Es waren Themen wie „Erinnerung genügt nicht“ (Abendmahl) oder „Staat und Kirche“ (Artikel 14-16) und auch „Diagnose und Therapie“ (Beichte und Buße, Artikel 11-12), die uns vielleicht noch im Gedächtnis sind. Weil das Reformationsjubiläum begonnen hat und wir die Impulse von damals für heute befragen wollten.
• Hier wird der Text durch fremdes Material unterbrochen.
PR #4417, opened 2023-12-18
Add readonly input state

haustraliaer:
## Why
Noticed that the email input on the Login screen became `disabled` when stepping through to the choice between Google and SSO. Should be read only instead.

image

Also seems like useful functionality for elsewhere in the platform.

## What
Adds a `readOnly` prop to the Input and TextArea components – flowing up to TextField and TextAreaField as well.

readonly

### DIFF
--- a/.changeset/two-cooks-fetch.md
+++ b/.changeset/two-cooks-fetch.md
@@ -1,0 +1,5 @@
+---
+"@kaizen/components": minor
+---
+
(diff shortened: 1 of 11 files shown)


gyfchong:
The guidance from the team has been that this isn't the right way to solve the initial problem, and to build a `dl` in the repo that needs this solution.

PR #4418, opened 2023-12-18
Clean up remnants of TitleBlock's action prop on menu items

dougmacknz:
Bit of a confusing mess here in typical TitleBlockZen fashion:
We had 2x `TitleBlockMenuItemProps` type definitions being exported, one which had an old and required `action` prop.

I've consolidated those into one (living in types.ts) and cleaned up any remnants of the old `action` prop in stories.

### DIFF
--- a/packages/components/src/TitleBlockZen/utils.ts
+++ b/packages/components/src/TitleBlockZen/utils.ts
@@ -1,4 +1,3 @@
-import { MenuItemProps } from "~components/Menu"
 import {
   TitleBlockButtonProps,
   TitleBlockCustomButtonProps,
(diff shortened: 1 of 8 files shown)


packages/components/src/TitleBlockZen/utils.ts
```diff
@@ -8,10 +7,6 @@ import {
   TitleBlockMenuItemProps,
 } from "./types"
 
-export const isMenuItemNotButton = (
```
dougmacknz, line 11: This wasn't being used anywhere

mcwinter07 (approved):
Nice clean up 👍

PR #4422, opened 2023-12-21
Move MultiSelect to __future__

dougmacknz:
https://cultureamp.atlassian.net/browse/KZN-1983


mcwinter07 (commented):
Just with the docs for the MultiSelect, we'll need to update the import statement similar to select.


Screenshot 2023-12-21 at 1 56 11 pm

I also noticed that's not in a future docs like the Select. Not sure if MultiSelect needs a non-future MDX to act as the root or if this is fine for now?

dougmacknz:
Changed our mind, not going to do this in the end.

PR #4469, opened 2024-01-10
feat: add ids to title block zen

louiseliang:
## Why

To manage the focus when close a modal/drawer, ids are required to be exposed in TitleblockZen's subcomponents.

## What

`<MenuItem>`: accept id in props and pass it to child button/link
`<TitleBlockZen>`
  - Add constant ids for TitleBlockZen's secondary menu and other actions menu in mobile view
  - accept id in props to be assigned to the root div


dougmacknz (approved):
Nice

PR #4507, opened 2024-01-30
Add-volta-settings

gyfchong:
## Why
Volta good, NVM bad
https://docs.volta.sh/guide/

## What
Added a volta config to package json to let volta know what to use


package.json
```diff
@@ -141,5 +141,9 @@
     "turbo": "^1.11.3",
     "typescript": "^5.3.3",
     "webpack": "^5.89.0"
+  },
+  "volta": {
```
HeartSquared, line 145: Do you need to remove `.nvmrc` then?

gyfchong: Nah, they can work independently in the same repo. Also I think NVM is more popular at CA.

HeartSquared: Should we even be committing this change then if no one else is meant to use it 😛

gyfchong: I don't think there's any explicit standard that says we must use NVM... Just so happens to be the most common one found.

HeartSquared (approved):
Can't hurt, right?

PR #4513, opened 2024-02-01
ci: split storybook build scripts for tests vs site

HeartSquared:
## Why

The `--test` flag makes Storybook only have stories without docs. The site needs the reverse.

## What

Split `storybook:build` into two scripts - one for tests, one for the site.


package.json
```diff
@@ -14,7 +14,9 @@
     "storybook": "storybook dev -p 6006 -c storybook",
     "storybook:preview": "NODE_ENV=production pnpm storybook --docs",
     "storybook:clean": "rm -rf storybook/public",
-    "storybook:build": "storybook build --test -c storybook -o storybook/public --docs",
+    "storybook:build": "storybook build -c storybook -o storybook/public",
+    "storybook:build:test": "pnpm storybook:build --test",
+    "storybook:build:prod": "pnpm storybook:build --docs",
```
HeartSquared, line 19: Was contemplating whether to use `:site` instead of `:prod`. Or maybe `:docs`. Can change to whatever makes the most sense.

gyfchong: I think this is fine, its just an internal script being terse is probably better

gyfchong (approved):

PR #4522, opened 2024-02-14
chore(deps): manual deps updates

mcwinter07:
## Why
Creating a PR to manually bump deps while renovate is down

## What
- update deps across all our packages


packages/design-tokens/package.json
```diff
@@ -38,8 +38,8 @@
     "json-to-flat-sass": "^1.0.0",
     "lodash.flatmap": "^4.5.0",
     "object-to-css-variables": "^0.2.1",
-    "postcss": "^8.4.34",
-    "prettier": "*",
+    "postcss": "^8.4.35",
+    "prettier": "^3.2.5",
```
HeartSquared, line 42: Hmm... I don't exactly recall about pnpm workspaces, but should we be updating this from `*`?

mcwinter07: I mean good question, I will say the default behavior an pnpm `up` will do is replace the * with the caret version. Not apposed to it, but do we have a reason for using the wildcard?

mcwinter07: Also noting two other things it does:
-     `"@headlessui/react": "<=1.5.0"` - changes to `"@headlessui/react": "^1.5.0",`
  - that seems iffy
-  ` "prosemirror-utils": "^1.2.1-0",` becomes `"prosemirror-utils": "1.2.1-0",` 
  - odd it removes the caret 🤔

HeartSquared: `<=` is definitely not equivalent to `^` 😱 

I think the wildcard usage is so that it uses the version from root? Unsure though, I could be wrong, but I think that would be the intent.

Removing the carat seems wrong too :(

mcwinter07: > I think the wildcard usage is so that it uses the version from root? Unsure though, I could be wrong, but I think that would be the intent.

Ah ok, I mean that kind of make sense. So for us, all we need to do is update our prettier at the root, which would be the same for consuming repos so there's no double up of different versions

mcwinter07: > Removing the carat seems wrong too :(

Yeah, I think I'll leave those as is 🤔 Wonder if there's config for pnpm so it doesn't force these changes with things like `^` or `<=`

Für einen sinnvollen Ablauf hatten wir es beim ersten Teil der CA belassen müssen. Heute merken wir am Beispiel des Predigttextes abermals, wie neu alte Themen sein können. Artikel 26, „Von der Unterscheidung der Speisen“, widmet sich im zweiten Teil ganz praktischen Fragen des alltäglichen Lebens wie zum Beispiel auch der Ehe. In Artikel 26, der leider hier in unserem Sächsischen Gesangbuch nicht mehr steht, meint Luther: „Vor Zeiten hat man also gelehrt […], dass der Unterschied der Speisen[…] darzu dienen, dass man dardurch Gnad verdiene und fur die Sünde genugtue […]. Aus diesem Grunde hat man täglich neue Fasten […] erdacht [...] und solches hart betrieben, als seien solche Dinge notige Gottesdienst.“[1]

II
Was ist der Hintergrund solcher Sätze? Der heutige Abschnitt kann es zeigen. „Keiner lebt für sich allein, keiner stirbt für sich allein“? Oder: „Schwache und Starke“ im Glauben? Schon einmal hatte Paulus an die Korinther (1.Kor 10,18-22) in den Konflikt um das Götzenopferfleisch aus dem antiken Tempelritualen gesprochen. Die einen: „Das darf man nicht.“ Die anderen: „Wir können und wollen das Götzenopferfleisch essen, auch, weil wir Hunger haben und es außerdem mit unseren Glauben vereinbaren können.“ Dorther stammt auch der bekannte Satz: „Es ist alles erlaubt, aber es frommt nicht alles.“ Es dient nicht alles zum Guten.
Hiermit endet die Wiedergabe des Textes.